Issue #3181, opened 2026-06-15
[REQ] BatchedModelBuilder for cloning when cloned env is known


ooctipus:
### Description

Current API either only support homogeneous cloning or requires for loop for heterogeneous environment.

Say we know the 3 worlds looks like below

World 0: banana, franka
World 1: banana, franka, franka
World 2: banana, franka, franka, contact_sensor, contact_sensor

```
builders = [FrankaBuilder, BananaBuilder, ContactSensorBuilder]
builder_world_indice: wp.array = 10|110|11022
world_start_indices: wp.array  = 025
```

Requesting a BatchedModelBuilder that digest above structure and greatly speed up the cloning time for heterogeneous environment. 

### Motivation / Use Case

We have fast api for homogeneous replication but not for heterogeneous case, and in IsaacLab start up time, heterogeneous cloning can take majority of the time due to cloning is done with for loop and string, label matching on fully cloned environemts.

PR #3415, opened 2026-07-09
Batch ModelBuilder replication

adenzler-nvidia:
## Description

Batch `ModelBuilder.replicate()` through the same internal merge implementation used by `add_builder()`, instead of invoking the scalar `add_world()`/`add_builder()` composition path once per copy.

The shared merge path:

- Expands homogeneous builder copies in one batched pass.
- Keeps index remapping and field handling consistent between `add_builder()` and `replicate()`.
- Preserves the separate-world semantics of `replicate()`.
- Validates compatibility of the source builder up front, failing fast with a clear error.
- Preserves muscles and rigid-body color groups.
- Rejects incompatible custom attribute and custom frequency definitions.
- Classifies builder-owned lists so newly added fields must declare a merge strategy.

There is no public API change.

For 8,192 G1 worlds, the representative warmed benchmark improved from approximately 5.42 seconds on `main` to 2.14 seconds on this branch, or roughly 2.5× faster.

## Checklist

## Test plan

```bash
uv run --extra dev -m newton.tests -k test_builder_replicate
uv run --extra dev -m newton.tests -k test_custom_attributes
uvx pre-commit run -a
```

The regression coverage verifies that:

- Batched replication matches repeated `add_world()` composition.
- `replicate()` does not dispatch through scalar `add_world()` calls.
- Compatibility validation runs before the merge starts.
- Custom schemas and callbacks must be compatible.
- `body_q` entries are freshly owned, not aliased with the source or across replicas.
- Muscles, body colors, actuators, labels, and entity references are preserved.
- Every builder-owned list has an explicit merge strategy.

## Bug fix

Before this change, builder composition could silently accept incompatible custom definitions, and some builder state such as muscles and rigid-body color groups was not copied.

These cases are now validated and covered by focused regression tests.

## Summary by CodeRabbit

* **Bug Fixes**
  * Improved multi-world `ModelBuilder` replication by batching copies into a single merge pipeline, reducing overhead.
  * Preserved muscle structure and rigid-body color groups during copy/replication.
  * Strengthened compatibility checks for custom attributes and custom frequencies to prevent invalid merges.
  * Corrected joint/articulation start-index metadata to use the proper reference domains for compaction.
* **Tests**
  * Added extensive coverage for `replicate()` and `add_world()` composition, including transform isolation, finalization correctness, array-valued fields, zero-spacing behavior, and validation failure non-mutation.


newton/_src/sim/builder.py
```diff
@@ -2490,10 +2656,426 @@ def replicate(
...
+                    body_q[:, :3] += np.repeat(offsets, counts["body"], axis=0)
+                # Own each transform without retaining per-row views into the tiled array.
+                self.body_q.extend(wp.transform.from_buffer_copy(row) for row in body_q)
+            else:
+                for xform in xforms:
+                    if xform is None:
+                        self.body_q.extend(builder.body_q)
+                    else:
+                        self.body_q.extend(transform_mul(xform, body_q) for body_q in builder.body_q)
+
```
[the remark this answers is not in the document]
adenzler-nvidia: Fixed for `body_q`: the no-transform path now produces owned copies like the transformed branches, with a regression test. `shape_transform`/`joint_X_p` (and other mutable-element lists like `body_com`) keep the previous `add_builder` reference-sharing behavior on purpose — copying them on the batched path costs ~0.3s per 500k transforms, a large chunk of this PR's win. Happy to do a full owned-copy pass as a follow-up if we want that contract everywhere.

newton/_src/sim/builder.py
```diff
@@ -3917,125 +3963,96 @@ def transform_equality_target_value(entity_idx: int, value: Any) -> Any:
...
-                # Handle integers, preserving negative sentinels (e.g., -1 means "invalid")
-                if isinstance(v, int):
-                    return v + offset if v >= 0 else v
-                # Handle list/tuple explicitly, preserving negative sentinels in elements
-                if isinstance(v, (list, tuple)):
-                    transformed = [x + offset if isinstance(x, int) and x >= 0 else x for x in v]
-                    return type(v)(transformed)
-                # For other types (numpy, warp, etc.), try arithmetic offset
+                    return value
+                if isinstance(value, int):
```
StafaH: This only recognizes Python int. NumPy integer scalars and Warp integer scalars are not necessarily instances of int. Not sure if this causes any specific issue for the current model builder but could lead to some silent errors.

newton/_src/sim/builder.py
```diff
@@ -2517,10 +2585,385 @@ def replicate(
...
+
+        transform_mul_cfunc = wp._src.context.runtime.core.wp_builtin_mul_transformf_transformf
+
+        def transform_mul(a: wp.transform, b: wp.transform) -> wp.transform:
+            out = wp.transform.from_buffer(np.empty(7, dtype=np.float32))
+            transform_mul_cfunc(a, b, ctypes.byref(out))
+            return out
+
+        counts = self._builder_merge_counts(builder)
+        self._validate_builder_merge(builder, set(counts))
```
StafaH, line 2701: `add_world() `resolves the metadata and validates the merge before opening the world, but `add_builder() `immediately repeats the same work inside `_merge_builder_copies()`.

StafaH (dismissed):
LGTM

newton/_src/sim/builder.py
adenzler-nvidia: Fixed in 5d0c120eb — the sentinel guard now also recognizes NumPy and Warp integer scalars, so a negative sentinel like `wp.int32(-1)` no longer falls through to the arithmetic fallback and gets offset into a bogus reference. Added a regression test.

newton/_src/sim/builder.py
adenzler-nvidia: Fixed in 893af74ef — dropped the pre-validation from `add_world()` and made it roll back `begin_world()` if the merge fails instead. Validation now runs once inside `_merge_builder_copies()`, and a failed merge still can't leave a world context open (now for any error, not just validation failures).

StafaH (dismissed):

newton/_src/sim/builder.py
```diff
@@ -3472,420 +3918,30 @@ def add_world(
             for i in range(3):
                 scene.add_world(robot)  # Each robot is a separate world
         """
+        xform = None if xform is None else wp.transform(*xform)
         self.begin_world()
-        self.add_builder(builder, xform=xform, label_prefix=label_prefix)
+        try:
+            self.add_builder(builder, xform=xform, label_prefix=label_prefix)
+        except BaseException:
```
camevor, line 3970: Question: Why do we promise atomicity or even a valid destination builder state in the first place?
- Atomicity is given only for validation but broken when an error happens past validation, making this a weak promise.
- In most cases, builder construction is programmatic and unlikely to recover gracefully from an error in the first place. The actual destination builder object is also unlikely to contain much valuable work.

The upfront validation is a good choice, but I recommend dropping the promise.

newton/_src/sim/builder.py
```diff
@@ -2558,11 +2626,389 @@ def replicate(
...
+            particle_q = np.tile(np.asarray(builder.particle_q, dtype=np.float32), (world_count, 1))
+            particle_q += np.repeat(offsets, counts["particle"], axis=0)
+            self.particle_q.extend(particle_q.tolist())
+
+        shape_starts = starts("shape")
+        body_starts = starts("body")
+
+        attribute_specs.pop("shape_transform")
+        shape_transform_start = len(self.shape_transform)
+        self.shape_transform.extend(source_list("shape_transform") * world_count)
```
camevor, line 2741: Aliasing the same transforms here will lead to potentially unexpected results when the transforms of either builder are modified after replication. The supported builder life-cycle is worth documenting, although this is not newly introduced by this PR.

newton/_src/sim/builder.py
```diff
@@ -4084,14 +4106,59 @@ def transform_value(v, offset=value_offset, replace_with_world=use_current_world
...
-                entry.indices.append(idx + start_joint_dof_idx)
-            for idx in sub_entry.pos_indices:
-                entry.pos_indices.append(idx + start_joint_coord_idx)
+            entry.indices.extend(idx + joint_dof_offset for idx in sub_entry.indices)
+            entry.pos_indices.extend(idx + joint_coord_offset for idx in sub_entry.pos_indices)
             entry.controller_args.extend(sub_entry.controller_args)
             entry.delay_args.extend(sub_entry.delay_args)
             entry.clamping_args.extend(sub_entry.clamping_args)
 
+    def add_builder(
```
camevor, line 4173: Using a single, batched path for scalar `add_builder` and `replicate` is a good design. Two caveats worth mentioning:
1. Using the batch-optimized path for `add_builder` incurs a significant perf regression for repeated `add_builder` calls. This is especially important for heterogeneous workflows, where `add_builder` is typically called several times per world. There are a few things that could be optimized for the single `add_builder` path.
2. Attribute ownership across merges is now inconsistent and worth documenting: `body_q` is newly copied (previously aliased), identity merges no longer produce fresh copies for static shapes and root joints, and everything else (`shape_transform, joint_X_p, body_com`, …) remains aliased as before. Documenting the supported builder life-cycle would settle which of these is intended.

newton/_src/sim/builder.py
```diff
@@ -2558,11 +2626,389 @@ def replicate(
...
+        self.shape_transform.extend(source_list("shape_transform") * world_count)
+        if counts["shape"]:
+            static_shapes = np.flatnonzero(np.asarray(builder.shape_body, dtype=np.int64) == -1)
+            for world_index, xform in enumerate(xforms):
+                if xform is None:
+                    continue
+                for shape in static_shapes.tolist():
+                    source = builder.shape_transform[shape]
+                    target = shape_transform_start + world_index * counts["shape"] + shape
+                    self.shape_transform[target] = transform_mul(xform, source)
```
camevor, line 2750: `source_list()` tolerates array-valued fields, and `test_merge_accepts_array_valued_fields` pins that for `joint_q/particle_qd`, but the transform paths bypass it: this line (and the `joint_X_p` equivalent at L2770, and `body_q` under a rotated xform) index the source field directly and pass an ndarray row to
`transform_mul`, which raises `ctypes.ArgumentError`. Since `shape_transform` was already extended at L2732, the destination is left partially mutated.

newton/_src/sim/builder.py
```diff
@@ -2558,11 +2626,389 @@ def replicate(
...
+
+        for attr, spec in attribute_specs.items():
+            source = source_list(attr)
+            destination = getattr(self, attr)
+            if spec.compaction_policy in {"world_start", "passthrough"}:
+                continue
+            if spec.compaction_policy == "color_groups":
+                kind = self._builder_frequency_key(spec.frequency)
+                for start in starts(kind).tolist():
+                    translated = [group + start for group in source]
```
camevor: `group + start` assumes each color group is an `ndarray`. A plain Python list concatenates instead of offsetting and raises.

newton/_src/sim/builder.py
```diff
@@ -2558,11 +2626,389 @@ def replicate(
...
+                    destination = combine_independent_particle_coloring(destination, translated)
```
camevor: `combine_independent_particle_coloring` is called once per world with the ever-growing destination, and it re-sorts and `np.concatenate`s all previously accumulated groups on every call. Replicating a colored (cloth/soft/body-colored) builder is O(world_count²).

newton/_src/sim/builder.py
```diff
@@ -2558,11 +2626,389 @@ def replicate(
...
+            for suffix, reference in references.items():
+                name = f"_{group}_{suffix}"
+                specs[name] = Model.AttributeSpec(
+                    group,
+                    references=reference,
+                    compaction_policy="start" if suffix.endswith("_start") else "end",
+                )
+                declared_builder_attributes.add(name)
+
+        stale = declared_builder_attributes.difference(base_attributes)
```
camevor, line 2975: This looks like it guards against schema drift on the default builder attributes. While this is a reasonable check, I would recommend relocating it into a test (`test_all_builder_lists_have_merge_metadata`) since it's not something that changes at runtime.

camevor (commented):
Thanks, this looks very good! Added a few comments.

The main concern is that the current builder merging logic is geared toward homogeneous replication and increases the cost of scalar `add_builder`.

A quick benchmark on a heterogeneous scene (8000 worlds × (G1 + cube), 16,000 add_builder calls) indicates a > 3x regression to 15 s from 4.7s on main. Since we don't have a heterogeneous cloning path as requested in #3181 yet, there are a few things we could do to reduce this overhead:
1. Drop the runtime validation of the base class attributes (schema validation at runtime), and cache the built base attribute spec dict on a class level.
2. Bulk-copy custom-attribute values that need no remap.
3. Skip empty source lists in the generic merge loop before any branch dispatch: for a typical rigid-body source, most of the ~140 list attributes (particles, springs, tets, muscles, cloth, …) are empty yet still pay string checks, count lookups, and empty extends per merge.

newton/_src/sim/builder.py
adenzler-nvidia: Dropped the promise — the PR description no longer claims anything about destination state after a failure; the upfront validation stays as a fail-fast mechanism.

One note on the try/except here: it serves a narrower purpose than atomicity. Without the rollback, a failed merge leaves the world context open (`current_world` set, `world_count` incremented), so every subsequent `add_world`/`replicate` on that builder raises "already in world context", burying the original error. It keeps the world bookkeeping consistent, not the merged data.

newton/_src/sim/builder.py
adenzler-nvidia: Documented the life-cycle in the `add_builder`/`replicate` docstrings (1ce61ef35): the source acts as a template — merged entries may be shared with the source and across replicas; mutating entry objects in place afterwards is unsupported, slot reassignment is safe (the only pattern builder-internal code uses).

We measured copying as the alternative: even the cheap path (numpy tile + `from_buffer_copy`, as `body_q` does) costs ~0.56 s per 820k transforms vs 0.007 s for aliasing — about a quarter of the whole 8192-world G1 replicate for `shape_transform` alone, before extending the same treatment to `joint_X_p`/`body_com`/… for consistency. Since main aliases identically (with the source, and across worlds when the same source is added repeatedly), we kept aliasing and documented the contract instead.

newton/_src/sim/builder.py
adenzler-nvidia: Fixed in 761bc9b85 — the static-shape, root-joint, and rotated `body_q` paths now normalize rows with `wp.transform(*...)` before the native multiply, and a regression test covers array-valued `shape_transform`/`joint_X_p`/`body_q` under a rotated xform. (Main's scalar path fails the same way — its `transform_mul` is the same ctypes call fed raw entries — but this PR pins the tolerance contract, so all paths honor it now.) On the partial mutation: per the discussion above, we make no claim about destination state after post-validation errors.

newton/_src/sim/builder.py
adenzler-nvidia: Fixed in 4d97c2358 — each color now unions across worlds (copies are disjoint) and `combine_independent_particle_coloring` runs once, making replication O(total). 8192 worlds × 300 colored particles: 9.7 s → 1.0 s, linear growth. One behavioral note: the result is the per-color union rather than the progressively re-balanced mix the sequential loop produced — both are valid independent colorings, and the union preserves the source's group-size ratios.

newton/_src/sim/builder.py
adenzler-nvidia: Fixed in 4d97c2358 as part of the coloring rewrite (`np.asarray` per group), with a regression test covering a plain-list group. This was main-parity — the scalar path has the same expression and `set_coloring()` normalizes to ndarrays, so plain lists only arrive via direct assignment — but the merge tolerates array-valued fields elsewhere, so it does here now too.

adenzler-nvidia:
Implemented all three suggestions in 5bea32888, plus what profiling surfaced on top:

- Merge attribute specs are `functools.cache`d per (class, `use_coord_layout_targets`); schema validation now runs once per process (see the thread at the schema check for the one twist vs. moving it to a test).
- Custom-attribute values with no remap bulk-copy, and the transform closures are not even built in that case.
- Empty source lists skip before branch dispatch.
- Identity short-circuit in `_custom_attribute_defaults_match` — repeated merges compare identical default objects, and Warp value-type `__eq__` was the single largest cost in your benchmark shape.
- Identity constants hoisted to module level and free-root frames hoisted out of the per-world loop (each merge paid Warp builtin overload dispatch), a `world_count == 1` fast path in the reference remapping, and cheaper count/frequency-key lookups.

Your benchmark shape on one machine (8000 worlds × (G1 MJCF + cube), 16k `add_builder` calls): main 6.0 s, PR before 13.2 s, PR now 8.9 s. The remaining gap is the per-merge custom-attribute compatibility validation (which you rightly suggested keeping) and the generic per-attribute loop body — agreed that closing it fully is the #3181 heterogeneous cloning path. Homogeneous `replicate` also gained: 8192 G1 worlds went 3.7 s → 2.5 s.

newton/_src/sim/builder.py
adenzler-nvidia: Done in 5bea32888, with one twist: rather than relocating the check into a test, the built spec dict (validation included) is now `functools.cache`d per (class, `use_coord_layout_targets`), so the check runs once per process — same cost as dropping it, but a `ModelBuilder` subclass that misdeclares merge metadata still gets a loud `RuntimeError` instead of silently losing that attribute in merges (the returned dict filters to base list attributes, so silent drop is the alternative failure mode, and `test_all_builder_lists_have_merge_metadata` only covers the base class). That existing test keeps pinning the validation via the uncached builder.

newton/_src/sim/builder.py
adenzler-nvidia: Both caveats are addressed now: the perf side via 5bea32888 (details and numbers in the top-level reply — your benchmark shape went 13.2 s → 8.9 s vs 6.0 s main on one machine), and the ownership side via the life-cycle note added to the `add_builder`/`replicate` docstrings in 1ce61ef35: the source acts as a template, merged entries may be shared with it and across copies, in-place mutation of entries is unsupported, slot reassignment is safe. Under that contract, whether a given attribute is copied (`body_q`) or aliased (the rest) is an implementation detail rather than an inconsistency.

newton/_src/sim/builder.py
camevor: Makes sense!

newton/_src/sim/builder.py
adenzler-nvidia: Follow-up in 616f87946, superseding the union approach above: the pairing logic of `combine_independent_particle_coloring` is now extracted into `combine_independent_coloring_plan` (operating on (size, chunks) tuples), the array combine is a thin materialization over it, and the batched path runs the plan per world and materializes once. Replication now produces byte-identical composition to the sequential `add_world` loop — balancing included — while staying O(total): 8192 worlds × 300 colored particles runs in 1.2 s vs 9.7 s for the per-world combine. The union variant silently diverged from the equivalence contract for sources with uneven group sizes; `test_replicate_matches_add_world_loop` now covers that case.

newton/_src/sim/builder.py
adenzler-nvidia: One amendment in c969ccc33: the cache moved from `functools.cache` to storage in `cls.__dict__` so dynamically created `ModelBuilder` subclasses stay collectable (`functools.cache` would pin every class it ever saw for the process lifetime), and the target-layout flag is passed into the schema build explicitly instead of re-read from the global. Behavior is otherwise as described above.

camevor (approved):
All review comments have been addressed, lgtm!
※
**THE PROBLEM**.
Scan the material above for the string "inside". Copy each line that holds it.

**THE ANSWER**.
StafaH, line 2701: `add_world() `resolves the metadata and validates the merge before opening the world, but `add_builder() `immediately repeats the same work inside `_merge_builder_copies()`.
adenzler-nvidia: Fixed in 893af74ef — dropped the pre-validation from `add_world()` and made it roll back `begin_world()` if the merge fails instead. Validation now runs once inside `_merge_builder_copies()`, and a failed merge still can't leave a world context open (now for any error, not just validation failures).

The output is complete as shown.